The Numbers That Define This Moment
2025 Was a Breakout Year — and 2026 Looks Even Better
When Royal Caribbean Group published its full-year 2025 financial results on January 29, the numbers told the story of a company operating at the top of its game. The company delivered Adjusted Earnings Per Share of $15.64, exceeding its own guidance thanks to stronger-than-expected revenue performance and better results from joint venture operations. That figure represents earnings growth of more than 30 percent compared to the prior year — a performance that outpaced most of the S&P 500 and virtually the entire hospitality sector.
Looking forward, the company has guided for Adjusted EPS in the range of $17.70 to $18.10 for 2026, with management projecting double-digit growth in both revenue and earnings driven by a 6.7 percent increase in capacity. First quarter 2026 financial results are scheduled to be reported on April 30, with analysts currently projecting earnings per share of approximately $3.20 — an 18 percent jump over the same quarter last year.
At a current market capitalization of approximately $74.9 billion, Royal Caribbean Group ranks among the most valuable companies in the state of Florida and one of the most closely watched hospitality stocks on earth.
Bookings Are Outpacing History
The company’s forward booking picture is equally compelling. Management reported that the seven-week booking period following its Cyber Sale through the onset of WAVE season produced the highest booking volumes in company history. Approximately two-thirds of 2026 capacity is already booked at record pricing levels, with close-in bookings running well ahead of prior years. Pre-cruise purchases — shore excursions, dining packages, spa reservations — now account for nearly half of onboard revenue, with 90 percent of those transactions happening digitally.

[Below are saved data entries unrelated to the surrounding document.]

PR #308, opened 2017-08-26
Fix uncaught sum_of_best call and add test

BatedUrGonnaDie:


app/serializers/api/v3/run_serializer.rb
```diff
@@ -7,7 +7,7 @@ class Api::V3::RunSerializer < Api::V3::ApplicationSerializer
   attributes :id, :path, :name, :program, :image_url, :created_at, :updated_at, :video_url, :attempts, :sum_of_best
 
   def sum_of_best
-    object.sum_of_best.to_f
+    object.realtime_sum_of_best_s.to_f
```
glacials: can we use _ms/1000 instead? been wanting to eventually get rid of the _s calls so we can delete that column

BatedUrGonnaDie: Sure thing.  For future reference are all seconds methods to be considered depreciated?

glacials: Yeah.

That shift in consumer behavior signals not just healthy demand, but a fundamentally more profitable and predictable business model than existed even five years ago.
The Terminal That Will Transform PortMiami
Ground Was Broken. Construction Has Begun.
On the morning of January 8, 2026, officials and executives gathered at the northern tip of Dodge Island for a groundbreaking ceremony that marked the beginning of one of the most significant construction projects in South Florida’s recent history. The occasion was the formal start of work on Cruise Terminal G at PortMiami — a $345 million facility that will serve as the future home port gateway for Royal Caribbean, Celebrity Cruises, and Silversea passengers.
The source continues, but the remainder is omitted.